Advice. A hiker was seeking advice on the safety of hiking a particular trail. He met an old guide and asked him whether a certain path was safe or not. The guide replied yes mostly but you do have to watch for Grizzly Bears. He went on to say that the Black Bears in the area were very timid and would not be a worry at all. He recommended that you wear a number of small bells, carry cinnamon which the sound and smell will scare the bears and to watch the area for bear droppings. The hiker thanked him and then asked another question. How do I know if it’s Grizzly or Black Bear territory? The old guide replied. Just examine the droppings. The hiker pressed on to inquire how he would know the difference. The old guide replied that the Black Bear droppings looked like any other animals but the Grizzly’s was distinctive. The Grizzly’s always had little bells in it and smelled like cinnamon.
Like the old guide we as consultants are asked to give advice every day. Some of it will be technical advice, some perhaps on process and some perhaps on people. Junior consultants tend to offer advice freely and in some cases even when it’s not solicited by their client. They also tend to forget the impact that advice might have and not fully understand how the client may act on that advice. I have worked with clients that take my advice as one of many inputs, jointly process the inputs and come to a decision. I have also worked with clients that take my advice and implement it exactly as given, immediately and without any other input or processing. It is critical to know what your client may do with your advice.
I was working for a major insurance company in New York City that had engaged my company to assess the viability of an outsourcing proposal from an off-shore firm. We completed the analysis and had determined that overall, the proposal was solid. We identified the risk areas, recommended contingency plans but for the most part agreed that it was viable. We presented our findings and then we spent two days with the CIO discussing the best way to have an effective transition from in-house to outsource. We recommended that the minimum transition (overlap) period would be 4 months and that the outsourcer would agree to hire/transfer about 70 of the company’s key resources. The CIO posed a “what-if” question. “If I froze all changes to the system and suppose hypothetically that we were not able to encourage our people to stay during the transition period, how long would it be before the outsourcer could bring back day-to-day operations?”. The systems in question had been in operations for many years, the operations processes were impeccably documented due to the high turnover rate experienced in NYC for IT operations resources, so realistically I thought that they could bring up steady-state operations in likely 1-2 weeks. I said so to the CIO. The following month he terminated all 800 IT employees in a single day, keeping none for transition. I was shocked. They were down for 48 hours and made their first application change 60 days later when the new development team was on-line. He saved $15 million in payroll costs for that transition period by taking the high risk approach. It may have been my advice that allowed him to choose that path. I had no idea he was even considering something that risky, but I now knew that he had posed the hypothetical question and sought advice to validate a scenario that he had not been not sharing with us.
I have had the opportunity to work with some excellent consultants over the years and a few scoundrels and I have learned lessons from both. One of the people from the latter category I will quote on the topic of advice.
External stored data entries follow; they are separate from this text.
PR #886, opened 2023-12-06
feat: adding model params

namchuai:


louis-jan (approved):

louis-jan:
UI will be updated by @urmauur in the next PR

PR #902, opened 2023-12-07
chore: universal module definition

louis-jan:
## Description
- Core module should be umd so could be used in browser & NodeJS platform
- Core should not know about window which is quite browser specific, its a universal module


0xSage (approved):
Good stuff.

PR #924, opened 2023-12-09
refactor: deprecate invokers - auto proxying apis - strict types

louis-jan:
## Problem
Maintaining IPC APIs is currently challenging. Every time we need to expose a new API, we find ourselves having to perform the following steps:
- Manually add new proxy routes to `preload.ts` with route string names, which involves managing numerous invokers.
- Add new handlers to `main.ts` with poorly formatted strings.
- Invoke from the client using that string.
- Web client making requests dynamically with any type of APIs

This situation poses several problems:
- The process is highly manual; the proxying in `preload.ts` should be generated or proxied automatically to reduce code duplication.
- Passing route names as raw strings among classes and platforms is error-prone.
- Updating or maintaining route names becomes very difficult.
- Building adapters for other platforms (e.g., servers) is challenging when the supported and missed routes are not known.
- Hard to know what APIs supported and no compile time check for API requests
- Unused apis are not cleaned, and quite hard to clean its dependencies with this raw string function name. Now its easier

This PR is to address the concern of @dan-jan about how we can autogenerate `preload.ts` code.

To Discuss: 

1. Although this approach would facilitate future updates by eliminating raw string routes and consolidating them in one place (core), there is a risk of overlooking the implementation of newly added routes (handlers). Is there a way to define the Handler/Route as an abstract class so that any implemented class would trigger an error immediately in case of a missing handler implementation?

2. After refactored the handler logics to /common, could it be proxied automatically instead of adding handler one by one?


core/src/process.ts
```diff
@@ -0,0 +1,30 @@
+/**
```
louis-jan, line 1: Oops, unrelated on-going function. Will discard

electron/preload.ts
```diff
@@ -3,19 +3,36 @@
...
+
+const interfaces: { [key: string]: (...args: any[]) => any } = {}
+
+ipcMethods.forEach((method) => {
+  interfaces[method] = (...args: any[]) => ipcRenderer.invoke(method, ...args)
+})
+
+ipcEvents.forEach((method) => {
+  interfaces[method] = (handler: any) => ipcRenderer.on(method, handler)
+})
```
louis-jan, line 34: Key Updates:
Auto proxying all available routes

louis-jan:
There is no longer a need to handle the `preload script` manually, as was done previously. Suppose we need to add a new `exists` function to the `fs` module. In this case, we have to:

1. Expose the `exists` bridge in the preload script:
```ts
exists: (path: string) => ipcRenderer.invoke('exists', path)
or
exists: (arg1: string, arg2) => ipcRenderer.invoke('exists', arg1, arg2)
```

2. Add the `exists` handler with a raw string name:
```ts
ipcMain.handle('exists', async (_event, path: string) => { })
```

3. Make a request to an unknown function:
```ts
global.core.api?.exists(path) // No compile-time check for the `exists` function declaration, e.g., a typo issue: global.core.api?.exist(path)
```

Now, simply add a new route to `core`:
```ts
export enum FileSystemRoute {
  deleteFile = 'deleteFile',
  isDirectory = 'isDirectory',
  getUserSpace = 'getUserSpace',
  // ...new routes go here
}
```

And add a handler with this route (strict type guard):
```ts
handler.handle(FileSystemRoute.exists, async (_event, path: string) => { }
```

Make requests from the web app (strict type guard).
```ts
global.core?.api?.exists(path) // compile error if the function is not exist
```

hiento09 (approved):
💯

PR #931, opened 2023-12-09
feat: Hotfit for Nitro loading on CPU with hyper-threading support

vuonghoainam:
Problem statement:
- Nitro needs to know exactly the number of physical core and can combine it to run with `numactl` on linux

Solution:
- Add `systeminformation` to get cpu.physicalCores as INT an pass to `nitro`

- [x] Mac M
- [x] Windows
- [x] Linux 

References:
- Based on https://github.com/sebhildebrandt/systeminformation?tab=readme-ov-file#3-cpu
CleanShot 2023-12-11 at 22 02 29@2x

### DIFF
--- a/extensions/inference-nitro-extension/src/module.ts
+++ b/extensions/inference-nitro-extension/src/module.ts
@@ -298,6 +298,7 @@ async function getResourcesInfo(): Promise<ResourcesInfo> {
 
 module.exports = {
   initModel,
+  stopModel,
   killSubprocess,
   dispose,
 };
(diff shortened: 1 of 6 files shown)


linhtran174:
Model cannot be loaded on my Windows PC, how do you check the logging when spawning Nitro process?

extensions/inference-nitro-extension/src/module.ts
```diff
@@ -191,9 +198,13 @@ async function spawnNitroProcess(): Promise<void> {
     const binaryPath = path.join(binaryFolder, binaryName);
 
     // Execute the binary
-    subprocess = spawn(binaryPath, [1, "127.0.0.1", PORT], {
-      cwd: binaryFolder,
-    });
+    subprocess = spawn(
+      binaryPath,
+      [nitroResourceProbe.numCpuPhysicalCore, "127.0.0.1", PORT],
```
tikikun: The number here always 1

tikikun (approved):
lgtn

linhtran174:
lgtm

PR #935, opened 2023-12-10
fix: model parameters for inference extensions

### LINKED ISSUE #932: bug: Remote models not taking model parameters
**Describe the bug**
This might be the reason for truncating bugs also cc @louis-jan 

image

**To Reproduce**
Ask the chatbot to produce a long result, there is no value for max_tokens in model

**Expected behavior**
Should have sent max_tokens alongside with the request just like openai api

vuonghoainam:
Fix #932


namchuai (approved):

0xSage (approved):
Thanks for this

louis-jan (approved):

PR #938, opened 2023-12-11
refactor: clean core experiment

0xSage:
This PR (originally an experiment) refactors types into clean entities


namchuai (approved):
looks a lot cleaner to me. Thanks for doing this!

extensions/conversational-extension/src/index.ts
```diff
@@ -8,7 +8,7 @@ import { join } from 'path'
  * functionality for managing threads.
  */
 export default class JSONConversationalExtension
-  implements ConversationalExtension
+  implements ThreadExtension, MessageExtension
```
louis-jan, line 11: This would look very clean at the interface design level, but in a bigger picture (implementation level), the app/extension would not be able to access JSONConversationalExtension to invoke its functions.

louis-jan: i.e. pull extension from map using its type(). What's the type of this extension now.
furthermore, an extension should just extends 1 extension parent, and can implements many features.

extensions/conversational-extension/src/index.ts
```diff
@@ -8,7 +8,7 @@ import { join } from 'path'
  * functionality for managing threads.
  */
 export default class JSONConversationalExtension
```
louis-jan, line 10: Remove JSON prefix cc @namchuai

louis-jan:
@0xSage, (abstract) classes are available at runtime, while interfaces are compile-time only. We built the core SDK to allow the Extension Builder and App to inherit/use it, mostly at runtime. There are a bunch of type checking to let app can poll correct extensions to invoke their function at runtime.

0xSage:
> @0xSage, (abstract) classes are available at runtime, while interfaces are compile-time only. We built the core SDK to allow the Extension Builder and App to inherit/use it, mostly at runtime. There are a bunch of type checking to let app can poll correct extensions to invoke their function at runtime.

Yes, I realized this while refactoring `Events` (still in progress). Reverting the ai-kit extensions back to abstract classes.
Maybe ignore this PR for a few hours, it is very POC 😓

extensions/conversational-extension/src/index.ts
0xSage: 1. Can you give an example of `the app/extension would not be able to access JSONConversationalExtension`?

1. `an extension should only extend one parent extension and can implement many features`

I disagree. An extension should be composable and modular, and be able to depend on various modules from core.

Imagine a scenario where user wants to build a view/feature for **stateless llm chatting**. In this case, they could implement core's `message` & `inference`, without threads. This is a trivial example, but I do see a need for this type of composability once we introduce notions like `files` and more.

louis-jan: @0xSage that's why I mentioned can implement many features `thread, message & inference`. But for the OOP, an object would just able to inherit 1 parent only. Dog can inherit Animal but not Plant, same as extension. I'm seeing Thread & Message as feature not extension.

louis-jan: For the 1, its about runtime type check as I mentioned before, can't check ConversationExtension inherited ThreadExtension or not 🫨

0xSage: Ah yeah I see your pt. Hmm will play around this a bit

0xSage: @louis-jan I have noob questions:
_Caveat: I am very rusty at js/sdk design at this point; please do cmiiw_

1. Is this a correct rep of our current impl?
image

2. Can client implementations (in `/web`) depend on controller level implementations (in `/extension`)? i.e. 
Rather than: `entities/use case` > `UI` (with implementation logic only injected at runtime) > `Framework/devices`. 
It would be: `entities/use case` > `controllers` > `UI` > `Framework/devices`. 
Is this still clean?

2.1. Can we defer handling the override-default-extension logic, to later down the lifecycle of an extension? Is this possible with a specific [dependency] injection script?
image

3. From a devex perspective, what happens when users want to add new `Extensions` and new `UI`? Cmwii, currently, they would have to modify `core sdk` which is highly permissioned and a devex antipattern.

louis-jan: 1. Yeah, that's correct, but app can use default inherited extensions directly instead of just EventHandler. e.g.
```ts
// in useCreateAssistanth() 
const threads = await extensionManager.get<ConversationalExtension>().getThreads() // here is runtime type check needed
```
2. Precompile extensions in app should work, we don't need to manage anonymous extensions, but quite anti-pattern (Registry). 
It would work great only with singleton extensions
```ts
const convExt = new ConversationalExtension() // singleton - global access

const threads = await convExt.getThreads()
```
3. Since it `implements` features, I have no idea for now on how to deal with that. `Implements` do not mean much in TS after compiled.

4. Since `core` module is extensively used from the app client to the Node server and every single extension, any update to the core could potentially affect other components. For example, if we rename the API routes, all extensions dependent on these routes would require updates; otherwise, they may break. I believe developers might struggle to make it work without proper alignment and granted permissions

0xSage: Can you elaborate a bit? Not sure I understand what you mean. 

2. Are you saying precompiling extensions is an anti-pattern, or are you saying injecting anon extensions is an anti-pattern? Or both?
2.1. What do you mean by "singleton global access"? Please do elaborate.
3. Since what implements features? what is `it`?
4. Not sure you answered my question. Are you simply agreeing that 90% of external extensions devs should not touch core? 

My main concern, at the end of the day, is that, in our current implementation, **devs can only override existing uses cases (defined by core), and are not able to introduce new entities and use cases.**

louis-jan: 2. I mean to access precompile extensions without checking it type, its to force to constraint the logic with type casting and not to put in extension registry, otherwise we could not know how to pull the correct extension out of the registry to use.
Hacky solution with precompile extensions: declare precompile extensions as singletons, and the app can use the instance instead of pulling from registry.

Even type checking would help during compile but CTA & Registry would still work at runtime.

3. I mean `extension` implements `thread / message / assistant`
4. Yes, external devs should not update core by anyway. They can just create their own extension repo and install core from npm repo.

0xSage:
@louis-jan our codebase has evolved significantly since I did this experiment (kudos to you and team). 

What pieces of this experiment should actually be merged in? 

What about refactoring types and interfaces into something like: 
/entities
  /assistant
    assistant.ts
    assistantInterface.ts

s.t. 
/extensions can just: `export abstract class AssistantExtension extends BaseExtension implements AssistantInterface`

For any changes worthy of being incorporated, I'd like @hieu-jan to take over from here.

louis-jan:
> @louis-jan our codebase has evolved significantly since I did this experiment (kudos to you and team).
> 
> What pieces of this experiment should actually be merged in?
> 
> What about refactoring types and interfaces into something like:
> 
> ```shell
> /types
>   /assistant
>     assistant.ts (for types, enums, globals)
>     assistantInterface.ts (for interface definition)
>     index.ts (simply exports types & interfaces)
> ```
> 
> such that (s.t.): `/core/extensions` can just be: `export abstract class AssistantExtension extends BaseExtension implements AssistantInterface`.
> 
> It may seem redundant but it decouples interfaces from extensions (and makes dep path clearer).
> 
> For any changes worthy of being incorporated, I'd like @hieu-jan to take over from here.

@0xSage The types refactoring are neat. Please merge, also decouples interfaces, totally agree.

0xSage:
Closing this PR in favor of #966

PR #945, opened 2023-12-11
feat: loader when starting model

### LINKED ISSUE #873: feat: "Fake" loading for model starting
**Problem:**
Right now it's not clear that the model is starting:
Screenshot 2023-12-06 at 1 16 08 PM

**Solution:** 
Would be great if we can implement 'fake' loading feel that is stuck at 24% - 78% - 99% so users can know that things are not broken.
Collapse right sidebar

UI component: https://www.figma.com/file/ytn1nRZ17FUmJHTlhmZB9f/Jan-App?type=design&node-id=51-7967&mode=design&t=1rol1kWRf6hW3gpS-4
Screenshot 2023-12-06 at 1 22 35 PM

_(Jan v0.4.0)_

urmauur:
fix #873 

Screenshot 2023-12-11 at 22 37 15

### DIFF
--- a/web/containers/Loader/ModelStart.tsx
+++ b/web/containers/Loader/ModelStart.tsx
@@ -1,0 +1,47 @@
+import React, { useEffect, useState } from 'react'
+
+import { useActiveModel } from '@/hooks/useActiveModel'
+
+export default function ModelStart() {
+  const { stateModel } = useActiveModel()
+  const [loader, setLoader] = useState(0)
+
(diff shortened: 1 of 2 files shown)


namchuai:
One thought, why don't we separate the loading into another component? Putting the state in Chat screen component makes things re-render unnecessarily.

namchuai (approved):
looks good! Thank you!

“I have found the best way to give advice to your client is to find out what they want and then energetically advise them to do it.”
I wonder how many consultants are really like that. They are not trying to reach the right answer, just the one the client will like. I was interviewing for a lead role in a major project. My prospective client asked me about some of the things I would consider “mandatory” that be in place from a process and tools perspective. I listed the ones that I believed were truly mandatory and the client indicated that their organization may not be advanced enough to deal with these. The scoundrel answer is “well of course, you can work up to them but you’re right we can certainly start without investing in that”. My answer was “Well if you don’t invest in the basics, your project will fail and here’s why …” I am not sure my prospective client wanted to hear that, but it was honest, factual and above all valuable to the client.
I would recommend the following as the litmus test for giving good advice.
- the advice is solicited or at least you have asked permission from the client to give it.
- you have thought about the impact of the advice and have an understanding of how your client may use it
- it is valuable to the client
Otherwise all you are doing is sending them hiking with a few bells and some cinnamon.